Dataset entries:
***
PR #462, opened 2025-08-25
Add n_text_features and type_text features to Khiops sklearn supervised estimators

### LINKED ISSUE #39: Support text types in sklearn predictors
#### Description
Khiops 11 supports `Text` columns which have a specialized AutoML treatment as oppossed to normal strings(`Categorical`). Sklearn predictors should also support this type.

#### Questions/Ideas
- Does pandas and/or numpy have a specialized `Text` type?
- Option 1: Implement it as a `Dataset` property
  - Add to the table specification tuple should have an optional field `text_columns` with the names of the text fields **or**
  - Add another field to the spec `table_text_columns` indexed by the table name and whose values are the names of the text columns (I prefer this one)
  - When creating the dictionary the `Dataset` object will have all the necessary info to add the specified columns as `Text` 
- Option 2: Implement it as a `fit` parameter
  - As above add `table_text_columns` but as a `fit` optional parameter
    - I works but the fact that a column is a `Text` is part of the description of the dataset
    - This parameter should be feeded to the dictionary creation routine
- Expose Dataset API it will have two init patters:
  - Big Constructor 
  - Builder pattern
- The big constructor uses the builder 
- And the `dict` interface should be maintained

popescu-v:
closes #39 

---


khiops/sklearn/dataset.py
```diff
@@ -236,18 +236,25 @@ def _upgrade_mapping_spec(ds_spec):
...
+def get_khiops_type(numpy_type, max_type_size=None):
     """Translates a numpy dtype to a Khiops dictionary type
 
     Parameters
     ----------
-    numpy_type : `numpy.dtype`:
+    numpy_type : `numpy.dtype`
         Numpy type of the column
+    max_type_size : `int`, optional
+        Maximum length of the entries of the column whose type is ``numpy_type``.
```
folmos-at-orange, line 247: I'd rename `max_type_size` to `categorical_str_max_size` or something similar as it is used only in that context.

khiops/sklearn/dataset.py
```diff
@@ -257,6 +264,18 @@ def get_khiops_type(numpy_type):
     # float<x>, int<x>, uint<x> types
     elif "int" in lower_numpy_type or "float" in lower_numpy_type:
         khiops_type = "Numerical"
+    elif lower_numpy_type == "string":
+        if max_type_size is not None:
+            if not isinstance(max_type_size, (int, np.int64)):
+                raise TypeError(
+                    type_error_message("max_type_size", max_type_size, int, np.int64)
+                )
```
folmos-at-orange, line 272: Type checks must be done at the beginning of the method to render the logic more readable.

khiops/sklearn/dataset.py
```diff
@@ -956,10 +975,14 @@ def __init__(self, name, dataframe, key=None):
...
         # Initialize Khiops types
-        self.khiops_types = {
-            column_id: get_khiops_type(self.data_source.dtypes[column_id])
-            for column_id in self.column_ids
-        }
+        self.khiops_types = {}
+        for column_id in self.column_ids:
+            column = self.data_source[column_id]
+            column_numpy_type = column.dtype
+            column_max_size = column.astype("str").str.len().max()
```
folmos-at-orange, line 982: This calculation should be done only for `StringDType`. This avoids the cast and computation of the max on unrelated columns.

```python
column_max_size = None
if isinstance(column_numpy_type, StringDtype):
    column_max_size = column.str.len().max()
```

khiops/samples/samples_sklearn.py
```diff
@@ -24,6 +24,75 @@
...
 
+def khiops_classifier_text():
+    """Train a `.KhiopsClassifier` on a monotable dataframe with textual data"""
+    # Imports
+    import os
+    import pandas as pd
+    from khiops import core as kh
+    from khiops.sklearn import KhiopsClassifier
+    from sklearn import metrics
+    from sklearn.model_selection import train_test_split
```
folmos-at-orange, line 35: I'd move this method below the multiclass examples.

CHANGELOG.md
```diff
@@ -11,6 +11,7 @@
 ### Added
 - (`core`) Dictionary API support for dictionary, variable and variable block
   comments, and dictionary and variable block internal comments.
+- (`sklearn`) "Text" Khiops type support at the estimator level.
```
folmos-at-orange, line 14: `"Text"` -> ``` `Text` ```

folmos-at-orange (changes requested):

khiops/sklearn/estimators.py
```diff
@@ -1548,6 +1568,8 @@ def __init__(
         self,
         n_features=100,
         n_trees=10,
+        n_text_features=10000,
```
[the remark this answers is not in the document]
popescu-v: Good point. Indeed, each single-column with such text data would be internally converted by Khiops into a set of potentially numerous text variables. But I'm not sure of the performance penalty this entails (if any). Setting `n_text_features=0` just tells Khiops to proceed in the "standard" way, where each column is either Numeric or Categorical.

khiops/sklearn/dataset.py
popescu-v: Yes, but this is only relevant for the "string" DType.

doc/samples/samples_sklearn.rst
```diff
@@ -95,6 +95,72 @@ Samples
...
+
+    # Split the dataset into:
+    # - the X feature table
+    # - the y target vector ("negativereason" column)
+    X_train = data_train_df.drop("negativereason", axis=1)
+    X_test = data_test_df.drop("negativereason", axis=1)
+    y_train = data_train_df["negativereason"]
+    y_test = data_test_df["negativereason"]
+
+    # Set Pandas StringDType on the "text" column
```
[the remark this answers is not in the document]
popescu-v: > On the user point of view, requiring this is a burden. If he forgets to do this, does it fail ?

If the user forgets to force this conversion, then the column would either:
- be of a different type (e.g. `object`), in which case it will be assigned the "Categorical" Khiops type;
- or just happen to be of the String dtype, in which case the heuristic would apply.

Hence, there is no failure, but this behavior needs to be thoroughly documented.

khiops/sklearn/dataset.py
```diff
@@ -257,6 +264,18 @@ def get_khiops_type(numpy_type):
     # float<x>, int<x>, uint<x> types
     elif "int" in lower_numpy_type or "float" in lower_numpy_type:
         khiops_type = "Numerical"
+    elif lower_numpy_type == "string":
+        if max_type_size is not None:
+            if not isinstance(max_type_size, (int, np.int64)):
+                raise TypeError(
+                    type_error_message("max_type_size", max_type_size, int, np.int64)
+                )
+            if max_type_size > 100:
```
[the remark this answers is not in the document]
popescu-v: See above. I'm not sure, as it is only used once.

khiops/sklearn/dataset.py
popescu-v: Done.

khiops/sklearn/dataset.py
popescu-v: Done.

CHANGELOG.md
popescu-v: Done.

folmos-at-orange (approved):
I'd merge the commit for the feature with that of the sample, otherwise LGTM.

PR #496, opened 2025-10-20
Test Git tag / package version coherence

popescu-v:
Put this check as the last step of the `test` job and have it conditioned by the workflow being launched on a Git tag, in order to easily factor it out among the 3 potential target release "channels" (GitHub, Test PyPI, and PyPI).

- test with non-matching tags: https://github.com/KhiopsML/khiops-python/actions/runs/18655441897.
- test with matching tags: https://github.com/KhiopsML/khiops-python/actions/runs/18655640342.

---

### DIFF
--- a/.github/workflows/conda.yml
+++ b/.github/workflows/conda.yml
@@ -238,6 +238,24 @@ jobs:
           # See the upload-artifact step in the build job for the explanation of this pattern
           name: khiops-conda
           path: ./khiops-conda
+      - name: Check Conda package / Git tag version coherence
+        run: |
+          # Don't exit on first error: print relevant error message
+          set +e
+          # Extract Conda package version from the package artifact
+          PACKAGE_VERSION=$( \
+            unzip -p ./khiops-conda/noarch/*.conda info-*.tar.zst \
+            | tar --zstd -axf - info/index.json -O \
+            | jq -r ".version" \
+          )
+          # Convert pre-release version specification in the Git tag to the
+          # Conda format and check that it matches the Conda package version
+          echo ${{ github.ref_name }} | tr -d '-' | grep -wq $PACKAGE_VERSION
+          if [[ $? -ne 0 ]]
+          then
+            echo "::error::Conda package version $PACKAGE_VERSION does not match Git tag ${{ github.ref_name }}"
+            false
+          fi
       - name: Install Miniforge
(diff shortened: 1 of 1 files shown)


.github/workflows/pip.yml
```diff
@@ -120,6 +123,21 @@ jobs:
...
           # (as given by khiops_env)
           kh-status | grep "MPI command" | grep -vwq "<empty>"
+      - name: Test package / Git tag version coherence
+        shell: bash
+        if: github.ref_type == 'tag'
+        run: |
+          # Don't exit on first error: print relevant error message
+          set +e
+          PACKAGE_VERSION=$(pip show khiops | awk 'BEGIN {FS = ": "} $1 ~ /^Version$/ {print $2}')
+          # Convert pre-release version specification to the Pip format
```
folmos-at-orange: I'd just add the `PACKAGE_VERSION=...` statement to the paragraph below.

popescu-v: Ok & ok. One key difference wrt. the Conda packaging workflow check is that here we check the Pip package metadata directly, rather than the setting in the `khiops/__init__.py` file.

On the other hand, IMHO this discussion shows that we also need to check the Conda package version against the Git tag (in the `conda.yml` workflow, we only check that the Conda package version as specified in the `packaging/conda/meta.yaml` matches the version specified in `khiops/__init__.py` file). I intend to add a commit along these lines in the current PR.

folmos-at-orange: Doesn't the `meta.yml` obtains the version dynamically ?

.github/workflows/conda.yml
```diff
@@ -238,6 +238,26 @@ jobs:
...
+      - name: Check Conda package / Git tag version coherence
+        run: |
+          # Don't exit on first error: print relevant error message
+          set +e
+          # Extract Conda package version from the package artifact, without JQ,
+          # which would require having a Conda environment set-up
+          PACKAGE_VERSION=$( \
+            unzip -p ./khiops-conda/noarch/*.conda info-*.tar.zst \
+            | tar --zstd -axf - info/index.json -O \
+            | awk 'BEGIN {FS = ": "} /"version"/ {print $2}' \
```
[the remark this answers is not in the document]
popescu-v: Done: used `jq`.

PR #512, opened 2025-12-04
Drop discarded sample dataset

popescu-v:


popescu-v:
Full, expensive tests pass: https://github.com/KhiopsML/khiops-python/actions/runs/19937352127.

Issue #382, opened 2025-04-03
Add Automatic "Unhappy Path" Tests in the CI


popescu-v:
#### Description
To make sure "unhappy path" warnings keep behaving as expected, we need to test them automatically and systematically in the CI.

Issue #301 is concerned with the support for these warnings. The current issue is concerned with testing that this support keeps functioning as expected.

PR #516, opened 2025-12-12
Improve messages and behaviour when detecting unhappy installation paths

### LINKED ISSUE #515: Requested message improvements for the unhappy installation paths
#### Description
Peer testers state the current **messages shown during the unhappy installation paths dectection** need improvements.

At least in two cases :
- **version check** : currently the libary shows a generic warning message when the library version triplet (major, minor, patch) does not match the one from khiops core
- **detection of a mix of pip and conda** : the tip of asking to installing in the current conda environment is misleading  

#### New messages proposal

For the version check : 
- if the major version differs, a error message (instead of a warning one) must be raised
- if the minor or patch differ, a warning will be raised as currently

In case of a detection of a mix of pip and conda, the tip should be clearly choosing between the too in disabling the one not used.

tramora:
- in case of major version mismatch, raise immediately an error
- in case of a mix between conda and something else (pip or a cloned source folder), we suggest deactivating the conda env or install the library inside this later
- discourage using system-wide khiops binary and a library inside a conda env

Fixes #515 

---

### DIFF
--- a/.github/workflows/tests.yml
+++ b/.github/workflows/tests.yml
@@ -445,16 +445,29 @@ jobs:
           fi
 
           # Print status
-          python -c \
-            "import sys; import khiops.core as kh; return_code = kh.get_runner().print_status(); sys.exit(return_code)"
-          RETCODE=$?
+          PATTERN=$(python -c \
+            "import sys; import khiops.core as kh; return_code = kh.get_runner().print_status(); sys.exit(return_code)" 2> >(grep -Ei 'with.*?unknown.*?installer') )                    
           # The installation status check will fail
           # because the library was not installed properly (the source code was only cloned)
-          if [ $RETCODE -ne 0 ]; then
+          if [ -n "$PATTERN" ]; then
             echo "::error::Status error: improper setup, as expected: khiops-python has been cloned, not installed from a package"
           fi
 
-          # Run integration tests on Ubuntu and Rocky
+          # Run the library against an incompatible Khiops (with a different major version)
+          # This instance of Khiops is isolated in a dedicated conda environment
+          CONDA="/root/miniforge3/bin/conda"                
+          # Check an error is raised because of the major version mismatch
+          # The khiops-python library from the cloned sources is used here
+          PATTERN=$($CONDA run -n py3_khiops10_conda python -c "import khiops.core as kh; print(kh.get_runner().khiops_version)" 2> >(grep -Ei 'major version.*?does not match'))          
+          if [ -z "$PATTERN" ]; then
+            echo "::error::Status error: khiops-python should fail because of the major version mismatch"          
+            if [[ "${{ matrix.container }}" == "debian13" ]]; then            
+              deactivate                      
+            fi          
+            exit 1;
+          fi
+
+          # Run the remaining integration tests
           python -m unittest -v tests.test_khiops_integrations
 
           # Execute Khiops sample (train and deploy model), which uses MPI
--- a/packaging/docker/khiopspydev/Dockerfile.debian
+++ b/packaging/docker/khiopspydev/Dockerfile.debian
@@ -74,7 +74,12 @@ RUN true \
         $CONDA install -y -n py${version}_conda \
         khiops-driver-s3==${KHIOPS_S3_DRIVER_REVISION} \
         khiops-driver-gcs==${KHIOPS_GCS_DRIVER_REVISION}; \
-    done' \
+    done; \
+    # Install Khiops from a different major version in a dedicated conda environment \
+    # The python interpreter version of the base environment is used as no specific version is given \
+    $CONDA create -y -n py3_khiops10_conda; \
+    $CONDA install -y -n py3_khiops10_conda khiops::khiops-core==10.3.1; \
+    ' \
   && true
 
 RUN mkdir -p /scripts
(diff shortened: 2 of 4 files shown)


khiops/core/internals/runner.py
popescu-v: IMHO we can discard the `.major` field in these checks, because if the major fields are different one raises an exception before anyway and never reach these lines. We only reach these lines if the major versions are identical between Core and the Python library.

tramora:
The users may be surprised that the major version mismatch raises an exception and cuts the running flow immediately.
I could be changed to delay this and show then a "clean" installation status report.
The major drawback of this alternative is that the users may never run the installation status check and run tasks against an incompatible version of Khiops. The implementation of this PR seems then the best way to raise this error. It the users complain we could think about.

tramora:
> See the comment. I also think that we should add a test that an exception is raised if the major versions are different between Core and the Python library, in `test_khiops_integrations.py` plus changes in the CI. Since this test is out of the scope of this PR, I would update issue #382 accordingly with a comment.

In my opinion this very border-case of incompatible major version is not worth being implemented into `test_khiops_integrations.py` and if so it would technically more difficult to reach the dedicated conda environment I'm thinking putting a Khiops10 installation.

It seems simplier to me to stick to the setup into the docker dev images and test directly within the CI workflow (before running `test_khiops_integrations.py`)

popescu-v:
> It seems simplier to me to stick to the setup into the docker dev images and test directly within the CI workflow (before running `test_khiops_integrations.py`)

Yes, but we need to execute the Khiops Python code to make sure the exception is raised. Something like launching `kh-status` in the CI and checking the return code `!= 0` and the contents of `stderr` might suffice though. Is this what you have in mind @tramora ? If so, then can you update issue #382 accordingly?

.github/workflows/tests.yml
```diff
@@ -454,7 +454,19 @@ jobs:
             echo "::error::Status error: improper setup, as expected: khiops-python has been cloned, not installed from a package"
           fi
 
-          # Run integration tests on Ubuntu and Rocky
+          # Run the library against an incompatible Khiops (with a different major version)
+          # This instance of Khiops is isolated in a dedicated conda environment
+          CONDA="/root/miniforge3/bin/conda"
+          KHIOPS10_CONDA_ENV=py3_khiops10_conda          
+          # Install the library from the sources via pip in this dedicated conda environment
+          $CONDA run -n $KHIOPS10_CONDA_ENV pip install .
```
popescu-v: Rather than doing `pip install` inside a Conda environment, which is an unhappy path as per our own support policy, I'd just:
1. activate the Conda environment (hence these would be the MODL* binaries in the PATH)
2. `cd` to `khiops-python`, then install its dependencies inside the Conda environment, similarly to what it is done (in the context of Pip environments though) as it is done in the `check-khiops-integration-on-linux` job of the `tests.yml` workflow.

.github/workflows/tests.yml
```diff
@@ -454,7 +454,23 @@ jobs:
...
-          # Run integration tests on Ubuntu and Rocky
+          # Run the library against an incompatible Khiops (with a different major version)
+          # This instance of Khiops is isolated in a dedicated conda environment
+          CONDA="/root/miniforge3/bin/conda"                
+          # Check an error is raised because of the major version mismatch
+          # The khiops-python library from the cloned sources is used here
+          output=$($CONDA run -n py3_khiops10_conda python -c "import khiops.core as kh; print(kh.get_runner().khiops_version)" 2>&1)
+          echo ${output}|grep -Ei 'major version.*?does not match'
+          RETCODE=$?
+          if [ $RETCODE -ne 0 ]; then
```
popescu-v: Unset `OUTPUT` before this line.

.github/workflows/tests.yml
```diff
@@ -454,7 +454,23 @@ jobs:
...
           fi
 
-          # Run integration tests on Ubuntu and Rocky
+          # Run the library against an incompatible Khiops (with a different major version)
+          # This instance of Khiops is isolated in a dedicated conda environment
+          CONDA="/root/miniforge3/bin/conda"                
+          # Check an error is raised because of the major version mismatch
+          # The khiops-python library from the cloned sources is used here
+          output=$($CONDA run -n py3_khiops10_conda python -c "import khiops.core as kh; print(kh.get_runner().khiops_version)" 2>&1)
+          echo ${output}|grep -Ei 'major version.*?does not match'
```
popescu-v: Add spaces around the pipe, for legibility reasons.

popescu-v (changes requested):
Just a few comments left.

.github/workflows/tests.yml
```diff
@@ -454,7 +454,23 @@ jobs:
             echo "::error::Status error: improper setup, as expected: khiops-python has been cloned, not installed from a package"
           fi
 
-          # Run integration tests on Ubuntu and Rocky
+          # Run the library against an incompatible Khiops (with a different major version)
+          # This instance of Khiops is isolated in a dedicated conda environment
+          CONDA="/root/miniforge3/bin/conda"                
+          # Check an error is raised because of the major version mismatch
+          # The khiops-python library from the cloned sources is used here
+          output=$($CONDA run -n py3_khiops10_conda python -c "import khiops.core as kh; print(kh.get_runner().khiops_version)" 2>&1)
```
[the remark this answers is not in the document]
tramora: Refactored

PR #529, opened 2026-01-12
Make all sklearn estimators concurrency-safe

### LINKED ISSUE #524: Temporary directory handling renders sklearn estimators non-thread safe
#### Description
For any sklearn action (`fit`, `predict*` or `transform`), the sklearn estimators create a dedicated temporary directory (`computation_dir`) to store intermediary files.

This should be enough to ensure thread-safety (ex. each thread executing `predict` with the same trained classifier). However, the estimator **currently sets the khiops' runner temporary directory to `computation_dir`**. This implies that if two concurrent threads execute `predict` on the same object (or even in different ones!), there is a data race for the khiops' runner temporary directory.

#### Questions/Ideas
- My idea to use the `computation_dir` as the runner's temporary dir was to have a minor convenience for the `verbose/trace` mode, as all files related to an action would be stored in the same directory. Evidently this wasn't a good call.
- A simple solution is to not modify the khiops runner's temp dir in each action. The files will be stored in various directories, but the `verbose/trace` mode will report each of them. This will also simplify the code.
- To reproduce (with high probability)
```python
import khiops.core as kh
import pandas as pd
from khiops.sklearn import KhiopsClassifier
from concurrent.futures import ThreadPoolExecutor, as_completed


def pred(clf, X):
    return clf.predict(X)


adult_df = pd.read_csv(f"{kh.get_samples_dir()}/Adult/Adult.txt", sep="\t", header=0)

clf = KhiopsClassifier(n_trees=0)
clf.fit(adult_df.drop("class", axis=1), adult_df["class"])

with ThreadPoolExecutor(max_workers=10) as executor:
    futures = {
        executor.submit(pred, clf, adult_df.drop("class", axis=1)): i for i in range(10)
    }

    for future in as_completed(futures):
        print("INDEX:", futures[future])
        print(future.result())

```

tramora:
Fixes #524 

---

### DIFF
--- a/tests/test_sklearn.py
+++ b/tests/test_sklearn.py
@@ -6,18 +6,24 @@
 ######################################################################################
 """Tests parameter transfer between Khiops sklearn and core APIs"""
 import contextlib
+import io
 import os
 import shutil
 import unittest
 import warnings
+from concurrent.futures import as_completed
+from concurrent.futures.thread import ThreadPoolExecutor
 from itertools import product
 
 import numpy as np
+import pandas as pd
 from sklearn.exceptions import NotFittedError
 from sklearn.utils.estimator_checks import check_estimator
 from sklearn.utils.validation import check_is_fitted
 
 import khiops.core as kh
+import khiops.core.internals.filesystems as fs
+from khiops.core.internals.runner import KhiopsLocalRunner
 from khiops.sklearn.estimators import (
     KhiopsClassifier,
     KhiopsCoclustering,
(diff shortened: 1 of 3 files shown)


tests/test_sklearn.py
```diff
@@ -1773,6 +1780,27 @@ def test_sklearn_check_estimator(self):
                     print("Done")
 
 
+def disable_mpi_decorator(func):
```
popescu-v: I'd rename to just `no_mpi` or `disable_mpi`.

PR #554, opened 2026-02-13
Fix the detection of an unhappy installation path in a venv under Windows

### LINKED ISSUE #548: Spurious Warning Occurs in Binary + Pip installations on Windows
#### Description
When `khiops` is installed in Python virtual environments generated by the official VSCode Python plugin on Windows, we get the following spurious warning, even though Khiops is installed correctly:
```
"Khiops Python library installation path '...' does not match the current python environment ''."
"Go to https://khiops.org for instructions to re-install it (preferably in a virtual environment).\n"
```

This is due to the fact that the capitalization of the base directory `base_dir` sometimes differs from the capitalization of `sys.executable`, in terms of the drive letter `X:\` vs `x:\`.

#### Questions/Ideas
- The solution consists in lower-casing `base_dir` and `sys.executable` when comparing them on Windows, because on Windows paths are not case-sensitive.

tramora:
External tools like VSCode can modify the case of the path saved in `sys.executable`

Fixes #548 

The case is indeed reproductible in saving the value of `sys.executable` and altering its case.

Implementing an automatic test would required extracting a function returning `sys.executable` and mocking it during the test.
Possible but but a bit overkill.

---

### DIFF
--- a/khiops/core/internals/runner.py
+++ b/khiops/core/internals/runner.py
@@ -542,14 +542,14 @@ class KhiopsRunner(ABC):
         assert (
             os.path.basename(Path(__file__).parents[2]) == "khiops"
         ), "Please fix the `Path.parents` in this method "
-        library_root_dir = Path(__file__).parents[2]
+        library_root_dir_path = Path(__file__).parents[2]
 
         status_msg = "Khiops Python library settings\n"
         status_msg += f"version             : {khiops.__version__}\n"
         status_msg += f"runner class        : {self.__class__.__name__}\n"
         status_msg += f"root temp dir       : {self.root_temp_dir}\n"
         status_msg += f"sample datasets dir : {samples_dir_path}\n"
-        status_msg += f"library root dir    : {library_root_dir}\n"
+        status_msg += f"library root dir    : {library_root_dir_path}\n"
 
         error_list = []
 
@@ -1127,7 +1127,7 @@ class KhiopsLocalRunner(KhiopsRunner):
                 stacklevel=3,
             )
 
-    def _detect_library_installation_incompatibilities(self, library_root_dir):
+    def _detect_library_installation_incompatibilities(self, library_root_dir_path):
         """Detects known incompatible installations of this library
         in the 3 installation modes see `_infer_khiops_installation_method`
         (binary+pip, conda, conda-based)
@@ -1137,7 +1137,7 @@ class KhiopsLocalRunner(KhiopsRunner):
 
         Parameters
         ----------
-        library_root_dir : PosixPath
+        library_root_dir_path : Path
             path to this current library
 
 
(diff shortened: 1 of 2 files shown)


khiops/core/internals/runner.py
```diff
@@ -1226,11 +1239,19 @@ def _detect_library_installation_incompatibilities(self, library_root_dir):
             # no further check cannot be performed)
             base_dir = _infer_base_dir_for_conda_based_or_pip_installations()
             if len(base_dir) > 0:
+                # Store in separate variable(s) to abstract over
+                # the path casing on Windows
+                base_prefix = sys.base_prefix
```
popescu-v: IMHO we should call `base_prefix` `sys_base_prefix` for coherence with `sys.prefix` -> `sys_prefix`.

khiops/core/internals/runner.py
```diff
@@ -1260,14 +1285,22 @@ def _detect_library_installation_incompatibilities(self, library_root_dir):
                         )
                         error_list.append(error)
                 else:
+                    # Store in separate variable(s) to abstract
+                    # over the path casing on Windows
+                    sys_executable = sys.executable
+                    base_prefix = sys.base_prefix
```
popescu-v: s/base_prefix/sys_base_prefix/ (see comment above in this respect).

khiops/core/internals/runner.py
```diff
@@ -1281,14 +1314,19 @@ def _detect_library_installation_incompatibilities(self, library_root_dir):
...
-                    if not str(library_root_dir).startswith(user_site_packages_dir):
+                    library_root_dir = str(library_root_dir_path)
+                    if platform.system() == "Windows":
+                        # warning : paths are case-insensitive under Windows
+                        library_root_dir = library_root_dir.lower()
+                        user_site_packages_dir = user_site_packages_dir.lower()
+                    if not library_root_dir.startswith(user_site_packages_dir):
                         # the library is not installed on the 'User site'
-                        if not str(library_root_dir).startswith(sys.base_prefix):
+                        if not library_root_dir.startswith(base_prefix):
```
popescu-v: s/base_prefix/sys_base_prefix/

khiops/core/internals/runner.py
```diff
@@ -1240,18 +1261,22 @@ def _detect_library_installation_incompatibilities(self, library_root_dir):
                         # Under Windows, there are two cases :
                         (
                             # for conda-based installations python is inside 'base_dir'
-                            str(Path(sys.executable).parents[0]) != base_dir
+                            # warning : paths are case-insensitive under Windows
+                            str(Path(sys.executable.lower()).parents[0])
```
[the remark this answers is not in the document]
tramora: Indeed I created 2 new variables for clarity sake

khiops/core/internals/runner.py

khiops/core/internals/runner.py
```diff
@@ -1172,10 +1172,18 @@ def _detect_library_installation_incompatibilities(self, library_root_dir):
                 )
                 warning_list.append(warning)
 
+            # Store in separate variable(s) to abstract over the path casing on Windows
+            library_root_dir = str(library_root_dir_path)
+            conda_prefix = os.environ["CONDA_PREFIX"]
```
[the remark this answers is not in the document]
tramora: OK let's got for it. The comparisons will have to be exact then (not using `startswith()` with a prefix any longer). 
One must be careful about the exact folder hierarchy to avoid comparison errors.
***
_WHAT TO DO_: Please reproduce, exactly as written, the lines of the records from the first line through the one containing "- Builder pattern".

_WRITTEN SOLUTION_:
PR #462, opened 2025-08-25
Add n_text_features and type_text features to Khiops sklearn supervised estimators

### LINKED ISSUE #39: Support text types in sklearn predictors
#### Description
Khiops 11 supports `Text` columns which have a specialized AutoML treatment as oppossed to normal strings(`Categorical`). Sklearn predictors should also support this type.

#### Questions/Ideas
- Does pandas and/or numpy have a specialized `Text` type?
- Option 1: Implement it as a `Dataset` property
  - Add to the table specification tuple should have an optional field `text_columns` with the names of the text fields **or**
  - Add another field to the spec `table_text_columns` indexed by the table name and whose values are the names of the text columns (I prefer this one)
  - When creating the dictionary the `Dataset` object will have all the necessary info to add the specified columns as `Text` 
- Option 2: Implement it as a `fit` parameter
  - As above add `table_text_columns` but as a `fit` optional parameter
    - I works but the fact that a column is a `Text` is part of the description of the dataset
    - This parameter should be feeded to the dictionary creation routine
- Expose Dataset API it will have two init patters:
  - Big Constructor 
  - Builder pattern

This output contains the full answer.